Decorridos praticamente 30 anos desde a instituição da Unidade Real de Valor (URV), no governo Itamar Franco, urge obter uma resolução definitiva para a questão do cumprimento da sentença judicial, transitada em julgado, que dá ganho de causa aos e às docentes representados(as) pela Adusp, prejudicados(as) nos seus vencimentos, quando da conversão, pela USP, de cruzeiros reais para URV.

Afinal de contas já se passaram 11 anos do ingresso da ação, dez anos do acórdão do Tribunal de Justiça (TJ-SP) em favor da Adusp e quase sete anos da decisão do Superior Tribunal de Justiça (STJ), que em novembro de 2018 julgou e negou os recursos da USP que visavam a esvaziar a lista das(os) beneficiários.

Também não se pode esquecer que 223 docentes já faleceram ou foram desligadas(os) durante o curso da ação, conforme indicado pela própria universidade.

Mais recentemente, o TJ-SP manifestou-se novamente duas vezes no caso, em ambas para dar razão à Adusp.

Conforme noticiou o Informativo Adusp Online, em setembro de 2023 a 3ª Câmara de Direito Público do TJ-SP deu provimento a um recurso da Adusp contra a decisão do juiz de primeira instância de extinguir, na fase de execução da sentença, o processo referente à ação interposta pela Adusp, com base na tese da USP de inexistência da obrigação de fazer.

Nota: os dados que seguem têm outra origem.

PR #628, opened 2018-12-10
Monitor

jimmarino:
This PR replaces SLF4J logging with a monitor extension using the JDK ServiceLoader mechanism. Monitor implementations can send logging and system events to their sink of choice, e.g. SLF4J, Log4J, a cloud logging service, etc.

Unfortunately this PR is huge as logging involved my parts of the system.

JobHooks was also modified to work with cloud extensions that do not use Guice. An injection error was thrown in these runtime configurations when a worker process was started. To resolve this, JobHooks was moved to the worker SPI module (it seems more about jobs). I also moved the callback to JobStore.remove() from DefaultJobHook to JobProcessor since having the invocation in DefaultJobHook would have coupled the Worker SPI to the Cloud SPI. In the end, I also made the JobHook methods default methods so DefaultJobHook was no longer needed.

In an ensuing PR, we can make JobHook an extension that is loaded by ServiceLoader when a worker process is initialized.

*** In the meantime, the fact that JobHook is not yet extensible and is moved from the cloud extension may cause issues for people that were relying on their own cloud extension and JobHook implementation. It should be a relatively small task to make JobHook extensible so this should not be an issue for long.


BrentChesny:
Thanks for taking care of the JobHooks part. Do you think calling JobStore.remove() is sensible default behaviour though? I think setting the status to COMPLETED or ERROR is more desirable, and will make debugging easier.

wmorland:
@jimmarino I'm happy for this to be merged. Are we good to go? (merge conflicts aside)

jimmarino:
@wmorland Should be good now pending approval. I'll take a look at your ensuing PR so we can get that in too.

jimmarino:
Looks as if the merge did not go well...Let me check

wmorland:
That was a little premature of me, I just looked at the delta

jimmarino:
OK fixed it. I accidentally took a dependency out during the merge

Na ocasião, mesmo com a decisão já transitada em julgado, a USP insistia na tese de ocorrência de “prescrição”, alegando reestruturação da carreira docente após a instituição da URV e antes do ingresso da ação pela Adusp. A 3ª Câmara de Direito Público, assim, afastou novamente a tese vencida durante o conhecimento da ação.

Inconformada, a USP mais uma vez opôs embargos de declaração ao acórdão, insistindo novamente na tese de prescrição e alegando a inexequibilidade da decisão em razão das diversas situações existentes entre as(os) docentes potencialmente beneficiárias(os) da decisão judicial, a saber: aquelas(es) que já eram docentes em março de 1994 e que eram filiados à Adusp em janeiro de 2013.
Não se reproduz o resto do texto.